Para a professora do Instituto de Economia Dália Maimon, 2009 é “o ano-teste da sustentabilidade”.

Nesta terça, dia 27, aconteceu o dia do seminário "Vulnerabilidade e Adaptação Pública e Empresarial Frente às Questões Ambientais e Sociais Contemporâneas". O evento está sendo realizado pelo Fórum de Ciência e Cultura  da UFRJ realiza, até esta quarta, dia 28. O debate gira em torno de um modelo econômico de produção mais viável e sustentável.

Para a professora do Instituto de Economia Dália Maimon, os desafios produzidos pela recente crise econômica mundial podem ser impulsionadores de novas soluções para o problema. Segundo ela, o ano de 2009 é “o ano-teste da sustentabilidade”, em que ou a decisão pela mudança tomará a frente ou revelará o pouco preparo das empresas e dos governos para se lidar com tais desafios.

Maimon lembra ainda que a era globalizada em que vivemos hoje não apenas causou desnivelamentos ambientais e sociais: o atual modelo produtivo teria se mostrado ineficiente também em relação ao aspecto econômico, como comprovaria a crise econômica atual.

A necessidade de criação de “empregos verdes” foi também foco do seminário. O ecobusiness, apesar de ainda não ter alcançado a escala de importância estratégica necessária para reverter o processo de aquecimento e poluição do planeta, já é uma realidade e reflete na sensível evolução dos relatórios não-financeiros realizados pelas empresas, nos últimos anos.

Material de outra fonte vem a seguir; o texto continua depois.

PR #2295, opened 2026-08-03
feat: allow per-node memoryFactor override in device-plugin

### LINKED ISSUE #2287: When using volcano vgpu, allow setting a memory factor for each node.

When using volcanoVGPU, allow setting a memory factor for each node to improve allocation flexibility.

**Why is this needed**:

In the discussion of this issue #2187 , it was clearly pointed out that because volcano-vgpu-dp registers each memory unit as a device, it is subject to the grpc size limitation in kubelet, which results in a segmentation granularity of less than 1MB for large memory GPUs. Some problems caused by this approach have been discussed in both of these issues #2187, [#140 in volcano-vgpu-dp](https://github.com/Project-HAMi/volcano-vgpu-device-plugin/issues/140) .

I think that under the current approach, it’s reasonable to allow each node to configure the memory factor in the configmap individually and have it recognized and reported by DP. That is, when a cluster has machines with many different GPUs, machines with less than 64GB memory (like a 4-card nv3080) can have a 1MB splitting granularity, machines with less than 128GB can have 2MB, and so on, without being forced to use 11MB like machines with 640GB GPUs.

Currently, setting a uniform memory factor in device-config has some benefits, like keeping global resource semantics consistent, but it sacrifices flexibility. For smaller models, it’s better to be precise and slice on smaller cards, especially when the cluster has many resource types but very few machines of each type.

Of course, a more fundamental solution would be to change the volcano-vgpu-dp approach to be consistent with hamivgpu or ascenfvnpu, as suggested in this issue [#140 in volcano-vgpu-dp](https://github.com/Project-HAMi/volcano-vgpu-device-plugin/issues/140), but I’m not sure about the feasibility and workload of doing that (maybe it could be discussed?). So, that’s why I propose the method I mentioned above.

I noticed that responses to issues in the volcano-vgpu-dp project seem to be a bit slow, and this feature is really important to me when using Hami, so I wanted to mention it here. If necessary, I can move this issue over there.

alehhu:
Fixes #2287

### What this PR does / why we need it:
Currently, `memoryFactor` is a global setting in `NvidiaConfig`. When using Volcano vGPU DP (or in general heterogeneous clusters), different nodes might need different chunk granularities to avoid gRPC size limits on nodes with large GPUs, without forcing small GPUs to use large chunk sizes. 

This PR allows configuring `memoryfactor` on a per-node basis via the `nodeconfig` configmap array, parsing it securely and falling back to the global default if omitted.

### Implementation details:
Added `MemoryFactor` as an optional pointer (`*int32` with `omitempty`) inside `NodeDefaultConfig` to preserve backwards compatibility. In `server.go`, the specific `memoryfactor` cleanly overrides the global `sConfig.MemoryFactor` during node config initialization.

### Testing:
- `make verify` and `go test ./...` passed locally.
- *Note on Hardware Validation:* This PR only affects how the config file is parsed into structs and doesn't change the underlying device isolation/allocation logic directly, so it was tested via unit tests without needing a bare-metal multi-GPU validation.

### Release note:
```release-note
Allow setting `memoryfactor` on a per-node basis using `nodeConfiguration.config` in helm values.
```

### Known Limits:
**Scheduler vs Device Plugin Consistency:** When using the default HAMi scheduler, the MutatingAdmissionWebhook operates at the cluster level before a node is assigned, so it will continue to use the global `memoryFactor`. The per-node `memoryFactor` is only applied locally by the DP. Users relying on the HAMi scheduler must ensure their global `memoryFactor` aligns with their workloads, while Volcano users (who bypass the HAMi webhook entirely) can fully benefit from this per-node chunking.

## Summary by CodeRabbit

* **New Features**
  * Added configurable memory scaling for NVIDIA device nodes.
  * The memory factor defaults to 1 and can be customized per node.
  * Node-specific memory settings override the global configuration when provided.

### DIFF
--- a/charts/hami/values.yaml
+++ b/charts/hami/values.yaml
@@ -370,6 +370,7 @@ devicePlugin:
             "preconfigureddevicememory": 0,
             "enablenumatopology": false,
             "migstrategy": "none",
+            "memoryfactor": 1,
             "filterdevices": {
               "uuid": [],
               "index": []
--- a/pkg/device-plugin/nvidiadevice/nvinternal/plugin/server.go
+++ b/pkg/device-plugin/nvidiadevice/nvinternal/plugin/server.go
@@ -137,6 +137,9 @@ func readFromConfigFile(sConfig *nvidia.NvidiaConfig, path string) (string, erro
 			if err := mergo.Merge(&sConfig.NodeDefaultConfig, val.NodeDefaultConfig, mergo.WithOverride); err != nil {
 				return "", err
 			}
+			if val.NodeDefaultConfig.MemoryFactor != nil {
+				sConfig.MemoryFactor = *val.NodeDefaultConfig.MemoryFactor
+			}
 			if val.FilterDevice != nil && (len(val.FilterDevice.UUID) > 0 || len(val.FilterDevice.Index) > 0) {
 				nvidia.DevicePluginFilterDevice = val.FilterDevice
 			}
--- a/pkg/device-plugin/nvidiadevice/nvinternal/plugin/server_test.go
+++ b/pkg/device-plugin/nvidiadevice/nvinternal/plugin/server_test.go
@@ -629,12 +629,12 @@ func Test_pathGeneration(t *testing.T) {
 }
 
 func Test_configOverride(t *testing.T) {
-	t.Setenv("NODE_NAME", "testnode")
 	logLevel1 := nvidia.Debugs
 	logLevel2 := nvidia.Infos
 	split1 := uint(2)
 	memScale1 := 1.5
 	coreScale1 := 1.2
+	memFactor1 := int32(2)
 
 	split2 := uint(3)
 	memScale2 := 0.8
@@ -655,6 +655,7 @@ func Test_configOverride(t *testing.T) {
 					DeviceMemoryScaling: &memScale1,
 					DeviceCoreScaling:   &coreScale1,
 					LogLevel:            &logLevel1,
+					MemoryFactor:        &memFactor1,
 				},
 				Name:                         "node-1",
 				OperatingMode:                "default",
@@ -684,6 +685,9 @@ func Test_configOverride(t *testing.T) {
 	}
 	path := t.TempDir()
 	os.WriteFile(path+"/config.json", bytes, 0644)
+
+	// Test 1: testnode (no MemoryFactor override, should fall back to global value 5)
+	t.Setenv("NODE_NAME", "testnode")
 	nvconfig := nvidia.NvidiaConfig{
 		NodeDefaultConfig: nvidia.NodeDefaultConfig{
 			DeviceSplitCount:    func() *uint { v := uint(1); return &v }(),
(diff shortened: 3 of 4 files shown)


mesutoezdil:
scheduler still uses the global nvidia.MemoryFactor for FitQuota and the webhook quota check. only device plugin config is per node here. scheduler and device plugin can end up using different factors for the same node. pls cover the scheduler side too or note this as a known limit

mesutoezdil:
pls dont force push, add new commits instead. also re-check the contribution gates in CONTRIBUTING.md before pushing again

alehhu:
Hi @mesutoezdil  , sorry for the force push! It was an automatic reflex while I was fixing the tests locally. I'm a student and this is one of my first open source contributions (small fixes so far), so I'm still learning the right workflow. I will use normal commits next time.

About the scheduler issue: you're totally right. The webhook runs before the node is assigned, so it can't know the node-specific memory factor. I just updated the PR description to note this as a known limit for HAMi scheduler users. For Volcano users though, this should already solve their issue completely.
Let me know if it looks good now!

mesutoezdil:
good that you added the known limit note. one question: does volcano vgpu skip the hami mutatingwebhook completely, or does the webhook still run and just get ignored by volcano scheduling. if it still runs, fitResourceQuota still uses the global factor, so quota checks could be wrong for volcano users too, not just chunking.

alehhu:
Volcano vGPU completely skips the HAMi mutatingwebhook logic, so the global memoryFactor issue in fitResourceQuota does not affect Volcano users.

reasons:
In pkg/scheduler/webhook.go (around lines 65-69) https://github.com/Project-HAMi/HAMi/blob/master/pkg/scheduler/webhook.go#L65-L69, the webhook intercepts the
  pod creation and performs a check on the SchedulerName:

    if pod.Spec.SchedulerName != "" &&
        (pod.Spec.SchedulerName != corev1.DefaultSchedulerName || !config.ForceOverwriteDefaultScheduler) &&
        (len(config.SchedulerName) == 0 || pod.Spec.SchedulerName != config.SchedulerName) {
        klog.V(3).Infof(template+" - Pod already has different scheduler assigned", req.Namespace, req.Name, req.UID)
        return admission.Allowed("pod already has different scheduler assigned")
    }

  When a user submits a pod using Volcano, the pod.Spec.SchedulerName is explicitly set to volcano (or their custom volcano scheduler name). This means that:
  1. It is not empty.
  2. It is not the default-scheduler.
  3. It does not match the HAMi scheduler name (config.SchedulwrName).

Since all these conditions evaluate to true, the webhook logs the event and performs an early return with admission.Allowed(...).

Because the execution stops there, the fitResourceQuota(pod) function (which is located further down on line 100) is never reached or executed for Volcano pods. Therefore, the global memoryFactor value is never applied to their quota checks.

archlitchi:
i don't think a good idea to make this a 'per-node' configuration, because that will make 1 unit of 'device-memory' represent different amounts between nodes, and that makes user unable to predict how much device-memory they can actually get.

MountainGG:
@archlitchi Hi, I think it’s not really worth giving up flexibility just to make memory units semantically consistent. Right now, the dp plugin doesn’t explicitly show the semantics of the units—it’s still up to the user (or higher-level software) to read them from config files or node annotations, so reading it once or multiple times doesn’t really matter. Plus, for people, it’s easier to handle actual physical memory identified by card type, like A800-80GB. Conversion and rounding of memory units should be done by higher-level software, and then just give people a heads-up.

Através deles, as responsabilidades sociais e ambientais dos grupos corporativos para com a sociedade tornam-se mais fáceis de apurar.

A posição do vereador do Partido Verde do Rio de Janeiro Alfredo Syrkis é de que a participação de todos os países é fundamental, e não apenas os ricos, como estaria estabelecido no – hoje insuficiente – Protocolo de Kyoto.  Além disso, a seguinte questão deve ser feita: “Quanto custa para a humanidade desenvolver-se de maneira sustentável?”

Segundo dados recentes do Banco Mundial, o gasto pode variar, mas estabeleceria-se em torno US$ 475 bi ao ano.  Destes, US$ 80 bi estariam voltados apenas para os países em desenvolvimento. Syrkis lembra, entretanto, que muitos países-chave sequer aceitam discutir a questão, ou quando muito fazem propostas tímidas. São os casos dos EUA, da China e da Índia, por exemplo. Enquanto  os norte-americanos prometem, em 2020, congelar os índices de emissão de poluentes de acordo com os  padrões do ano de 2005, os dois gigantes orientais não aceitam nenhuma intervenção em seus modelos de produtividade.

A despeito dos gastos relevantes, os palestrantes do evento lembram que a discussão para novas propostas ambientais não se trata de uma rodada econômica. É, acima de tudo, uma mobilização em prol do futuro do planeta.